Esto pasa porque las instituciones de este país fueron criadas, como animalitos obedientes a los designios de los abogados decimonónicos, a vivir en el paraíso telúrico de la burocracia desinformada. No hemos sido capaces de regular flexible y pragmáticamente algo como Rappi, porque las discusiones se van por otro lado. Hay que ser pragmáticos y no rogarles a todos que estén de acuerdo. Son decenas de miles de personas que han encontrado trabajo en las plataformas, y no querer ver la realidad de ellas puede terminar hundiendo un modelo que en otros países ha cambiado la economía y la mentalidad. Hay otra realidad que tampoco queremos entender para cambiarla. Lo nuestro es la resignación y el triunfo de la delincuencia. Hablemos del problema de los rompevidrios. Por un lado, si el ciudadano se defiende, está mal. Si no se defiende y denuncia, salen libres los criminales y el costo social del trauma se derrite en el aire, como escribió Shakespeare en The Tempest. Y en redes vemos que el Congreso, el principal responsable de expedir leyes para que esto no pase, cita al alcalde de Bogotá a que responda. Colombia siempre ha encontrado una ventaja competitiva mundial en echarle culpa a los que no originan los problemas. En ello somos pioneros.

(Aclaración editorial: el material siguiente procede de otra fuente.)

PR #988, opened 2021-03-25
DUOS-1131[risk=no]Remove email updates from user APIs

raejohanek:
SCOPE:
the email should not be updatable
remove email field from update call
merge before DUOS-1131 in UI

Addresses:
https://broadworkbench.atlassian.net/browse/DUOS-1131
With DUOS-1131 in UI

In all cases:

### DIFF
--- a/src/main/java/org/broadinstitute/consent/http/db/UserDAO.java
+++ b/src/main/java/org/broadinstitute/consent/http/db/UserDAO.java
@@ -86,7 +86,7 @@ public interface UserDAO extends Transactional<UserDAO> {
                           @Bind("displayName") String displayName,
                           @Bind("createDate") Date createDate);
 
-    @SqlUpdate("update dacuser set displayName=:displayName, additional_email=:additionalEmail where dacUserId=:id")
+    @SqlUpdate("UPDATE dacuser SET displayname=:displayName, additional_email=:additionalEmail WHERE dacuserid=:id")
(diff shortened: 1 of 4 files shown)


src/main/java/org/broadinstitute/consent/http/db/UserDAO.java
```diff
@@ -86,9 +86,8 @@ Integer insertUser(@Bind("email") String email,
                           @Bind("displayName") String displayName,
                           @Bind("createDate") Date createDate);
 
-    @SqlUpdate("update dacuser set email=:email, displayName=:displayName, additional_email=:additionalEmail where dacUserId=:id")
-    void updateUser(@Bind("email") String email,
-                       @Bind("displayName") String displayName,
+    @SqlUpdate("update dacuser set displayName=:displayName, additional_email=:additionalEmail where dacUserId=:id")
```
rushtong: sql nit: We need to standardize the sql when we are touching it. Capitalize keywords and lower case column names:
```suggestion
    @SqlUpdate("UPDATE dacuser SET displayname=:displayName, additional_email=:additionalEmail WHERE dacuserid=:id")
```

rushtong (changes requested):
We also need to update the api-docs.yaml so it's clear that email cannot be updated with the update APIs. One minor comment inline, but looks good!

rushtong (approved):
Thank you for the changes! Assuming tests pass, 👍🏽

La misma policía está llena de desincentivos para actuar: por un lado, mueren los policías cumpliendo su deber y no pasa nada, y por el otro, hacen su trabajo cogiendo a los delincuentes, pero el sistema se burla de ellos. No hay nada peor que un trabajo que le destruya los méritos logrados a sus empleados. Esto se da porque estamos en un país legalista que no entiende nada sobre incentivos y desincentivos. Cuando hablábamos en la Alcaldía de incentivar emprendedores, las discusiones se volvían legales, los abogados eran los que tenían la palabra, y los que sabían de emprendimiento se tenían que quedar callados. A Demócrito se le atribuye haber dicho que en realidad no reconocemos nada, pues la verdad queda en la profundidad. Para que estas cosas no sigan pasando, necesitamos más profundidad en los debates, y ojalá, en los que diseñan las soluciones. Luego de tanto atropello en el sector público, entendí por qué muchos prefieren trabajar en lo privado y no dilapidar sus talentos en lo público. En estos debates de superficie, me preocupan los microciclos mediáticos. Roban a alguien, quizá lo matan, todos revisan e investigan, queda libre el criminal y así sucesivamente. ¿En cuántos escritos de historia y sociología colombiana hemos visto que aquello que falta es la voluntad? Aquí domina la inercia, el no hacer nada, el cerrar la puerta de la cocina porque algo se quema, “a ver qué pasa”. No aceptar, entender y cambiar la realidad nos sigue pasando factura, pero teniendo tanta indiferencia, el sufrimiento se atomiza en el silencio de la invisibilidad. Por eso, citando a Carl Gustav Jung, le digo a las instituciones y a las mentes del Estado colombiano, algunas de ellas oportunistas y arcaicas: “Lo que niegas te somete, lo que aceptas te transforma”. Ojalá lo entendieran.